Le aziende devono tornare a essere in sintonia con la società , dobbiamo instillare in loro un senso del dovere più ampio, che ricompensi la creazione di valore più che l’estrazione di valore.
In altri Paesi, come la Germania e i Paesi scandinavi, esiste una forma più partecipativa di stakeholder capitalism, che prevede un ruolo per i lavoratori nei consigli di amministrazione delle imprese.

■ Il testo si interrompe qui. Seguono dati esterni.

PR #4229, opened 2026-09-09
diag(net): report a missing HTTP response as such, not as a bad status

zackees:
## What this fixes

`runRpHttpRequestTest()` discarded the return value of `read_line()` for the status line. When nothing came back, `has_http_prefix` was false and the failure was reported as **`Unexpected HTTP status`** — with an empty `status_line`:

```
{'test': 'GET /leds', 'error': 'Unexpected HTTP status',
 'passed': False, 'body_read': 0, 'status_line': '', 'content_length': -1}
```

Il trumpismo probabilmente è un’espressione politica esclusivamente americana, ma le disfunzioni del capitalismo che hanno favorito la sua emersione non sono una prerogativa degli Stati Uniti.
Le soluzioni specifiche possono differire, ma le crepe dei modelli di capitalismo europei sono in buona parte le stesse.
Ora più che mai l’Europa deve trovare il suo linguaggio e le sue politiche, se vogliamo risolvere la crisi politica, sociale ed economica su questa sponda dell’Atlantico.